Nous retournâmes à la cabane, et nous causâmes de cet incident. J’étais furieux de l’accroc de mon fusil, et je ne cessais de me dire que si le coup était parti, le loup serait resté sur place. Mon ami s’étonnait que l’animal eût pu pénétrer dans la cour. Un vieux Cosaque ne voyait là rien de surprenant, affirmant que ce n’était pas un loup mais une sorcière, et qu’elle avait jeté un sort sur mon fusil. Ainsi devisions-nous, assis devant la cabane.

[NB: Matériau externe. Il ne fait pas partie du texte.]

PR #1540, opened 2025-08-27
fix: add resource editor types to builtin editor type definition [DX-351]

chasepoirier:
## Summary

Add both `resourceLinkEditor` and `resourceLinksEditor` to the valid types for the built-in editor type definition.


elylucasctfl (approved):
🚀 , one suggestion would be to put "Closes #XXX" in the description of the PR so the GH issue is linked and closed when the PR merges automatically.

PR #1565, opened 2025-11-08
chore: update pipeline to GHA and publish to NPM [DX-506]

elylucasctfl:
## Todos

-   [x] Implemented feature


.github/workflows/check.yaml
ethan-ozelius-contentful: should we add `test:typescript-declaration` to this?  Kinda seems like a redundant command since it should be covered by `npm run build` 🤔  but if so, let's go ahead and remove it.

elylucasctfl: ya, its already done during build so no need to do it again, so i removed it

PR #1171, opened 2020-05-31
Fix issue 986 & 1146

WingChan1999:
- Fix issue 986: Web socket request gets handled by get route

- Fix issue 1146: Spark.webSocketIdleTimeoutMillis should handle Long instead of Integer


perwendel:
I did an initial review of this and it looks good.
There are some backwards compatibility issues I'll have to think about how to solve before merging it.

PR #1173, opened 2020-05-31
fix for issue 911

xjh33445566:
I just do some simple code to fullfill the feature request.
Hope this code can do some help for you.

### DIFF
--- a/src/main/java/spark/http/matching/Body.java
+++ b/src/main/java/spark/http/matching/Body.java
@@ -14,6 +14,7 @@
  * See the License for the specific language governing permissions and
  * limitations under the License.
  */
+
 package spark.http.matching;
 
 import java.io.IOException;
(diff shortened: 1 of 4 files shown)


lepe:
PR merged into/solved in the [unofficial build - Release 2+](https://github.com/Intellisrc/spark/)

AN3Orik:
Sorry, but this is bull**it. Why json type by default? That's broke any template engine integration out-of-box.

AN3Orik:
This commit also broke logic where application already have content-type redefentions for POST requests. For example: jQuery ajax parse result depend on Content-Type received from controller. + default auto detection content type by extension making to use this  fork impossible for projects where spark used more than just for hold REST requests.

Not to mention about sneaky Configuration outside Spark class.

PR #1193, opened 2020-09-14
Modify Base64 to use java.util.Base64 Encoder/Decoder rather than the sun.misc classes

rbygrave:
With Java 8 we can migrate to use `java.util.Base64.Decoder` / `Encoder` rather than  `sun.misc.BASE64Decoder` and `sun.misc.BASE64Encoder`.  

The  `sun.misc` classes are not be available in later versions of Java.

### DIFF
--- a/src/main/java/spark/Base64.java
+++ b/src/main/java/spark/Base64.java
@@ -16,15 +16,12 @@
  */
 package spark;
 
-import java.io.IOException;
-
-import sun.misc.BASE64Decoder;
-import sun.misc.BASE64Encoder;
-
-
 class Base64 {
 
     //CS304 Issue link:https://github.com/perwendel/spark/issues/1061
+
+    private static final java.util.Base64.Encoder urlEncoder = java.util.Base64.getUrlEncoder();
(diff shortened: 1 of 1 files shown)


src/main/java/spark/Base64.java
```diff
@@ -16,16 +16,13 @@
...
-
-import sun.misc.BASE64Decoder;
-import sun.misc.BASE64Encoder;
-
-
 class Base64 {
 
     //CS304 Issue link:https://github.com/perwendel/spark/issues/1061
 
+    private static final java.util.Base64.Encoder urlEncoder = java.util.Base64.getUrlEncoder();
```
perwendel, line 23: I don't know if this is valid for Java 8s Base64 class but I have a vague memory that it's faster not assigning an encoder/decoder to a static instance and then re-use for each decoding/encoding.

perwendel: maybe it had to do with not being threadsafe...hmmm. Do you know? I'll try to find out.

perwendel:
Reviewed and (performance) tested.

Issue #320, opened 2015-08-08
X-Forwarded-For support in request.ip()


angryziber:
Currently, when Sparks runs behind a proxy or other front-end server, request.ip() returns the IP of the proxy server, which is usually not what you want.

Most proxy servers set the X-Forwarded-For header with user's real IP, so request.ip() could take advantage of that.

PR #1197, opened 2020-10-18
added trustForwardHeaders method to decide if to trust HTTP forward headers

Arisstath:
It seems that from https://github.com/perwendel/spark/issues/320 Spark blindly trusts HTTP headers that can be spoofed, with no way to disable this behavior.

The newly introduced method ```Spark.trustForwardHeaders``` allows you to specify if you want to use jetty's ForwardedRequestCustomizer (https://www.eclipse.org/jetty/javadoc/current/org/eclipse/jetty/server/ForwardedRequestCustomizer.html)

### DIFF
--- a/src/main/java/spark/Service.java
+++ b/src/main/java/spark/Service.java
@@ -95,6 +95,8 @@ public final class Service extends Routable {
         System.exit(100);
     };
 
+    private boolean trustForwardHeaders = true;
+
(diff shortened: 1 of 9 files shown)


perwendel:
I made some modifications to maintain backwards compatibility and renamed some methods. Thanks for contributing.

PR #1223, opened 2021-04-24
Fix #1077 : Solve the bad route selection based on acceptType.

### LINKED ISSUE #1077: Bad route selection based on acceptType.

Chauncey-Xxy:
Try to fix #1077
I am not sure whether it is a bug, because it is tagged as Bug ..?, but I think it conflict with the documentation, so I try to fix it.

In short, we expect the input with empty acceptType will match any possible types as follows:
 curl -i -H "Accept: application/json" http://localhost:4567/hello : Hello application json
 curl -i -H "Accept: text/html" http://localhost:4567/hello : Go Away!!!
 curl http://localhost:4567/hello : Hello application json
Now the first and second are right, but the last command will get output: Go Away!!!
I think it is not reasonable because the empty acceptType should match every possibilities and use the earliest match principle, it should match the first possible acceptType.
So I change the codes to match "*/*" with the earliest acceptType.

Co-Authored-By: Bugjudger https://github.com/Bugjudger

### DIFF
--- a/src/main/java/spark/http/matching/MatcherFilter.java
+++ b/src/main/java/spark/http/matching/MatcherFilter.java
@@ -125,15 +125,15 @@ public class MatcherFilter implements Filter {
         HttpMethod httpMethod = HttpMethod.get(httpMethodStr);
 
         RouteContext context = RouteContext.create()
-            .withMatcher(routeMatcher)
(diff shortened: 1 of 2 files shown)


Chauncey-Xxy:
There are some mistakes and I will try it again for some reasons

PR #1230, opened 2021-05-18
fix-issue339 have ": " in request params map

nicetryzz:
I changed the getParams method in request method, in order to guarantee the match path doesn't start with ":".


nicetryzz:
Also, url in http should be Sensitive. Change it to low case isn't a good behavior.

PR #1234, opened 2021-05-20
Solve the problem of Method not allowed (405)

### LINKED ISSUE #1226: Method not allowed (405) but the response return not found (404)
With simple example at https://github.com/perwendel/spark/blob/master/README.md#examples
When I curl a request with the not declare method. Ex:
```
curl --location --request PUT 'localhost:4567/hello'
```
The response return status 404, but not is 405

Bugjudger:
Try to fix #1226 

When a website only can be visited by the GET method and you use the PUT method, you will get 405 error but not 404.

You can test it: curl -X PUT "localhost:4567"


lepe:
This and other PR have been merged into [intellisrc/spark](https://github.com/Intellisrc/spark/) fork (unofficial build)

PR #1257, opened 2022-06-17
Add test for Base64.decode and Base64.encode

lacinoire:
Hey 😊
I want to contribute a test.
Curious to hear what you think!

(I wrote this test as part of a research study at TU Delft. [Find out more](https://github.com/lacinoire/lacinoire/blob/main/README.md))


asolntsev (changes requested):
Usually every unit-test should verify only one method. I would split your test into two: one for encode and other for decode.

lacinoire:
Good point, I've split it into one test each.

Soudain, les chiens se redressèrent : devant nous, au milieu de la rue, nous aperçûmes le même loup ; mais cette fois, à nos cris, il détala si vite que les chiens ne purent l’atteindre.

Cette seconde apparition raffermit le vieux Cosaque dans son idée que le loup était une sorcière. Moi, je me demandais si ce n’était pas un loup enragé, car je n’avais jamais vu ni entendu dire, qu’un loup chassé d’un endroit y fût revenu.

À tout hasard, je saupoudrai de poudre la plaie de Boulka et y mis le feu. La poudre, s’enflammant, brûla la partie atteinte.

C’était pour brûler la salive enragée, au cas où elle n’eût pas encore pénétré dans le sang. Car si la salive est déjà entrée dans le sang, le poison se répand avec lui par tout le corps, et alors on n’y peut plus remédier.